▶ **How to complete this task**
Once the line with "Preparing some slides" is found in the data, output it and each following line exactly, up to and including the line with "metcoder95: We need, now", and nothing before or after.

START Data to process

PR #2727, opened 2024-02-09
remove third party blob support

KhafraDev:


mcollina:
CI is failing

KhafraDev:
I'll update the test actually, to use fs.openAsBlob instead.

mcollina:
I would prefer to land this if openAsBlob is stable.

ronag:
Rebase to next branch?

PR #2780, opened 2024-02-19
fix: make mock-agent.js test more resilient

Uzlopak:
It seems that the modified test is failing sometimes. This makes the test slightly more resilient...


mcollina (approved):
lgtm

PR #2783, opened 2024-02-19
mock: improve validateReplyParameters

Uzlopak:
if you would set responseOptions to null, it would pass but then it would throw an error in createMockScopeDispatchData because it would try to read headers attribute from null.

https://github.com/nodejs/undici/blob/fedae35f1b71999d2327ef6a28538f5845a71515/lib/mock/mock-interceptor.js#L96

### DIFF
--- a/lib/mock/mock-interceptor.js
+++ b/lib/mock/mock-interceptor.js
@@ -106,7 +106,7 @@ class MockInterceptor {
     if (typeof data === 'undefined') {
       throw new InvalidArgumentError('data must be defined')
     }
-    if (typeof responseOptions !== 'object') {
+    if (typeof responseOptions !== 'object' || responseOptions === null) {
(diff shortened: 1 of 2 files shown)


lib/mock/mock-interceptor.js
```diff
@@ -106,7 +106,7 @@ class MockInterceptor {
     if (typeof data === 'undefined') {
       throw new InvalidArgumentError('data must be defined')
     }
```
Uzlopak, line 108: data can never be undefined because it is always set to empty string

https://github.com/nodejs/undici/blob/fedae35f1b71999d2327ef6a28538f5845a71515/lib/mock/mock-interceptor.js#L151

KhafraDev (approved):

metcoder95 (approved):

PR #2784, opened 2024-02-20
fix: convert HeadersInit to sequence/dictionary correctly

KhafraDev:
## Status

- [ ] Tested
- [ ] Documented
- [ ] Review ready
- [ ] In review
- [ ] Merge ready

### DIFF
--- a/lib/fetch/headers.js
+++ b/lib/fetch/headers.js
@@ -528,8 +528,10 @@ Object.defineProperties(Headers.prototype, {
 
 webidl.converters.HeadersInit = function (V) {
   if (webidl.util.Type(V) === 'Object') {
-    if (V[Symbol.iterator]) {
-      return webidl.converters['sequence<sequence<ByteString>>'](V)
+    const iterator = Reflect.get(V, Symbol.iterator)
+
+    if (typeof iterator === 'function') {
+      return webidl.converters['sequence<sequence<ByteString>>'](V, iterator.bind(V))
     }
 
     return webidl.converters['record<ByteString, ByteString>'](V)
--- a/lib/fetch/webidl.js
+++ b/lib/fetch/webidl.js
@@ -218,7 +218,7 @@ webidl.util.IntegerPart = function (n) {
 
 // https://webidl.spec.whatwg.org/#es-sequence
 webidl.sequenceConverter = function (converter) {
-  return (V) => {
+  return (V, Iterable) => {
     // 1. If Type(V) is not Object, throw a TypeError.
     if (webidl.util.Type(V) !== 'Object') {
       throw webidl.errors.exception({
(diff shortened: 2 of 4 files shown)


lib/fetch/webidl.js
```diff
@@ -273,8 +273,8 @@ webidl.recordConverter = function (keyConverter, valueConverter) {
     const result = {}
 
     if (!types.isProxy(O)) {
-      // Object.keys only returns enumerable properties
-      const keys = Object.keys(O)
+      // 1. Let desc be ? O.[[GetOwnProperty]](key).
+      const keys = [...Object.getOwnPropertyNames(O), ...Object.getOwnPropertySymbols(O)]
```
KhafraDev, line 277: Although Object.keys returns enumerable *string* properties, it didn't include enumerable *symbol* properties. This is only noticeable when doing something along the lines of `new Headers({ [Symbol.iterator]: null })`.

lib/fetch/headers.js
```diff
@@ -528,8 +528,10 @@ Object.defineProperties(Headers.prototype, {
 
 webidl.converters.HeadersInit = function (V) {
   if (webidl.util.Type(V) === 'Object') {
-    if (V[Symbol.iterator]) {
```
KhafraDev, line 531: So there are two bugs here:
- The existence of a Symbol.iterator does not mean a value is a sequence.
- Accessing Symbol.iterator this way is detectable via Proxy. Once we pass V to the sequence converted it once again accesses V[Symbol.iterator].

test/fetch/headers.js
```diff
@@ -719,3 +719,30 @@ test('When the value is updated, update the cache', (t) => {
...
+test('Invalid Symbol.iterators', (t) => {
+  const { throws } = tspl(t, { plan: 3 })
+
+  throws(() => new Headers({ [Symbol.iterator]: null }), TypeError)
+  throws(() => new Headers({ [Symbol.iterator]: undefined }), TypeError)
+  throws(() => {
+    const obj = { [Symbol.iterator]: null }
+    Object.defineProperty(obj, Symbol.iterator, { enumerable: false })
+
+    new Headers(obj) // eslint-disable-line no-new
```
KhafraDev, line 746: This throws because Symbol.iterator can't be converted to a string rather than being an invalid dictionary. Technically still a bug, but this also happens in Chrome so I assume no one in the history of mankind will ever notice.

Uzlopak (approved):
LGTM

mcollina (approved):
lgtm

metcoder95 (approved):

test/fetch/headers.js
KhafraDev: As in, we can't implement the spec steps stating to ignore non-enumerable properties because then this case wouldn't throw an error.

PR #2785, opened 2024-02-20
chore: improve getFieldValue

Uzlopak:
- improve test coverage which is not handled by wpt tests

### DIFF
--- a/benchmarks/cacheGetFieldValues.mjs
+++ b/benchmarks/cacheGetFieldValues.mjs
@@ -2,9 +2,14 @@ import { bench, group, run } from 'mitata'
 import { getFieldValues } from '../lib/cache/util.js'
 
 const values = [
+  '',
   'foo',
   'invälid',
-  'foo, '
+  'foo, ',
+  'foo, bar',
+  'foo, bar, baz',
+  'foo, bar, baz, ',
+  'foo, bar, baz, , '
 ]
 
 group('getFieldValues', () => {


lib/cache/util.js
```diff
@@ -19,31 +19,33 @@ function urlEquals (A, B, excludeFragment = false) {
...
+
 /**
  * @see https://github.com/chromium/chromium/blob/694d20d134cb553d8d89e5500b9148012b1ba299/content/browser/cache_storage/cache_storage_cache.cc#L260-L262
  * @param {string} header
  */
-function fieldValues (header) {
+function getFieldValues (header) {
   assert(header !== null)
 
+  if (header === '') {
```
KhafraDev, line 31: header can't be empty here

KhafraDev (changes requested):

lib/cache/util.js
Uzlopak: done

KhafraDev (approved):

benchmarks/cacheGetFieldValues.mjs
```diff
@@ -0,0 +1,18 @@
+import { bench, group, run } from 'mitata'
+import { getFieldValues } from '../lib/cache/util.js'
+
+const values = [
+  'foo',
+  'invälid',
+  'foo, '
+]
```
metcoder95, line 8: Can we add some more values?
I believe the ones you added for testing should be enough 👍

Uzlopak: Like this?

```suggestion
const values = [
  '',
  'foo',
  'invälid',
  'foo, ',
  'foo, bar',
  'foo, bar, baz',
  'foo, bar, baz, ',
  'foo, bar, baz, , '
]
```

Uzlopak: Done

metcoder95 (approved):

mcollina (approved):
lgtm

PR #2796, opened 2024-02-21
feat!: enable H2 by default

### LINKED ISSUE #2750: `fetch` support for HTTP/2 by default

This will get node's implementation of `fetch` closer to how it behaves in the browser.

Support protocol upgrade similar to how `fetch-h2` package does. It's weird to try to use a third-party package that uses node's internal http2 package under the hood.

I am now using `fetch-h2` package, but much like `got-fetch` or `node-fetch` I fear it will fall out of spec and not evolve with the ecosystem.

metcoder95:
## This relates to...

Closes #2750 

## Status

- [x] Tested
- [x] Documented
- [x] Review ready
- [ ] In review
- [ ] Merge ready


ronag (changes requested):
I'm strongly against this. I think HTTP2 for most cases is worse both in terms of performance and stability. I'm not a big fan of the quality and lack of maintenance of the http2 module in node core. I would like to even further decouple the http2 stuff from undici core. I would be happy to reconsider this position if and when James's http/3 and quic stuff lands.

ronag:
I would suggest we enable it by default for fetch. It's slow anyway :).

metcoder95:
I believe that most of the inquiries come from `fetch`, so I am happy to scope it for it only 🙂

mcollina (changes requested):
I'm -1 with this implementation.

I think a better approach would be to enable it _only_ if the server does not advertise HTTP/1.1 in TLS. In other terms, if a server is only exposed via HTTP/2, we can support it.

mcollina:
I think we are not ready for turning this on for all requests, there are bugs: https://github.com/nodejs/undici/issues/2801.

metcoder95:
SGTM, let's take this back and circle once we feel we are more prepared to it; I'll revisit the bug and seek for support and possible add a fix there 👍

PR #2800, opened 2024-02-21
Use paralellelRequests instead of connections to calculate req/sec in benchmarks

mcollina:
Preparing some slides I noticed that our benchmarks where a bit off, and I discovered that we were making a mistake, specifically we were multiplying our results for the number of connections and not for the number of parallel requests.

I think the math makes sense now, but PTAL.


ShogunPanda (approved):
LGTM!

Uzlopak (approved):
LGTM

KhafraDev (approved):

metcoder95 (approved):

PR #2809, opened 2024-02-22

tsctx:
Reopening #2718. It was closed by mistake.


ronag (changes requested):
This is way too micro optimization.

tsctx:
Ah. I see.

PR #2816, opened 2024-02-22
refactor: try to reduce amount of http2 specific logic

ronag:
## Status

- [ ] Tested
- [ ] Documented
- [ ] Review ready
- [ ] In review
- [ ] Merge ready


ronag:
@metcoder95 some more changes, I think you get the gist

lib/client.js
```diff
@@ -1226,21 +1110,39 @@ async function connect (client) {
...
+        onSocketClose.call(session)
+      })
       session.on('close', onSocketClose)
       session.unref()
 
-      client[kHTTP2Session] = session
-      socket[kHTTP2Session] = session
+      session[kOpenStreams] = 0
+
+      client[kSocket] = session
```
metcoder95, line 1145: Do you think it can have potential side-effects?
They are a duplex stream, so they share APIs but the way that they are used is different 🤔

metcoder95 (commented):
So far, the idea LGTM; I would like to see if we can scope the H2 logic even more, but we can do it in another PR, I'll check the test first 👍

lib/client.js
ronag: I *think* in the way it is currently used it does not matter.

lib/core/util.js
```diff
@@ -192,7 +204,7 @@ function isReadableAborted (stream) {
 }
 
 function destroy (stream, err) {
-  if (stream == null || !isStream(stream) || isDestroyed(stream)) {
+  if (stream == null || (!isStream(stream) && !isH2Session(stream)) || isDestroyed(stream)) {
```
ronag, line 207: We don't need to destroy h2 sessions?

metcoder95: We need, now that the H2 session has been moved into a socket-like handling.
As the `isStream` was returning `false`, the sessions were not shutdown and the connection remain opened until timeout

ronag: aha, then maybe the istream check is wrong, maybe `typeof obj.destroy === 'function'` is sufficient?

ronag: I though sessions were streams?

metcoder95: Hmm, yes if we just want to destroy them; but I think `isStream` is used elsewhere and that might be more problematic 🤔 

>I though sessions were streams?

Yeah, me too; had hard time guessing why was not being picked 😅

lib/client.js
```diff
@@ -1226,21 +1108,40 @@ async function connect (client) {
...
+        if (id === 0) {
+          const err = new InformationalError(`HTTP/2: "frameError" received - type ${type}, code ${code}`)
+          util.destroy(this, err)
+          util.destroy(socket, err)
+        }
+      })
+      session.on('end', function () {
+        const err = new SocketError('other side closed')
+        util.destroy(this, err)
+        util.destroy(socket, err)
```
ronag, line 1132:
```suggestion
        this.destroy(err)
        socket.destroy(err)
```

ronag: etc...

ronag:
> do you want me to wait for #2839 to land? In that way we avoid dealing with possible conflicts; anyways we already know where the issue roots to

Sorry for that one. Just got an idea and went with it. Hopefully didn't cause you unnecessary work.

PR #2817, opened 2024-02-22

Uzlopak:
based on #2809 by @tsctx 

While slice keeps the order, sliceOneUnordered doesnt care about the order and can so improve the performance by a factor of 10. 

I think it is a low hanging fruit and not a micro optimization.

### DIFF
--- a/lib/client.js
+++ b/lib/client.js
@@ -1463,7 +1463,7 @@ function _resume (client, sync) {
     if (!request.aborted && write(client, request)) {
       client[kPendingIdx]++
     } else {
-      client[kQueue].splice(client[kPendingIdx], 1)
+      util.spliceOneUnordered(client[kQueue], client[kPendingIdx])
     }
   }
 }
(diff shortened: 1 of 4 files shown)


lib/client.js
```diff
@@ -1463,7 +1463,7 @@ function _resume (client, sync) {
     if (!request.aborted && write(client, request)) {
       client[kPendingIdx]++
     } else {
-      client[kQueue].splice(client[kPendingIdx], 1)
+      util.spliceOneUnordered(client[kQueue], client[kPendingIdx])
```
tsctx, line 1466: It is necessary to keep the order.
This becomes the last request instead of the aborted request, and the order in which requests are executed is out of order.

Uzlopak:
```suggestion
      client[kQueue].splice(client[kPendingIdx], 1)
```

Uzlopak:
@tsctx 

The other places are ok? What about the splice calls in cache? Are they ordered or unorderedß

tsctx:
This is defined as a [tuple](https://infra.spec.whatwg.org/#tuple), and the order must kept.

ronag:
Guys. This is micro optimizing cold paths. No user will practically benefit from this.

PR #2824, opened 2024-02-23
byob WPTs pass now

KhafraDev:


KhafraDev:
I guess v18 has a bug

END Data to process

▶ **Exercise result**
Preparing some slides I noticed that our benchmarks where a bit off, and I discovered that we were making a mistake, specifically we were multiplying our results for the number of connections and not for the number of parallel requests.

I think the math makes sense now, but PTAL.


ShogunPanda (approved):
LGTM!

Uzlopak (approved):
LGTM

KhafraDev (approved):

metcoder95 (approved):

PR #2809, opened 2024-02-22

tsctx:
Reopening #2718. It was closed by mistake.


ronag (changes requested):
This is way too micro optimization.

tsctx:
Ah. I see.

PR #2816, opened 2024-02-22
refactor: try to reduce amount of http2 specific logic

ronag:
## Status

- [ ] Tested
- [ ] Documented
- [ ] Review ready
- [ ] In review
- [ ] Merge ready


ronag:
@metcoder95 some more changes, I think you get the gist

lib/client.js
```diff
@@ -1226,21 +1110,39 @@ async function connect (client) {
...
+        onSocketClose.call(session)
+      })
       session.on('close', onSocketClose)
       session.unref()
 
-      client[kHTTP2Session] = session
-      socket[kHTTP2Session] = session
+      session[kOpenStreams] = 0
+
+      client[kSocket] = session
```
metcoder95, line 1145: Do you think it can have potential side-effects?
They are a duplex stream, so they share APIs but the way that they are used is different 🤔

metcoder95 (commented):
So far, the idea LGTM; I would like to see if we can scope the H2 logic even more, but we can do it in another PR, I'll check the test first 👍

lib/client.js
ronag: I *think* in the way it is currently used it does not matter.

lib/core/util.js
```diff
@@ -192,7 +204,7 @@ function isReadableAborted (stream) {
 }
 
 function destroy (stream, err) {
-  if (stream == null || !isStream(stream) || isDestroyed(stream)) {
+  if (stream == null || (!isStream(stream) && !isH2Session(stream)) || isDestroyed(stream)) {
```
ronag, line 207: We don't need to destroy h2 sessions?

metcoder95: We need, now that the H2 session has been moved into a socket-like handling.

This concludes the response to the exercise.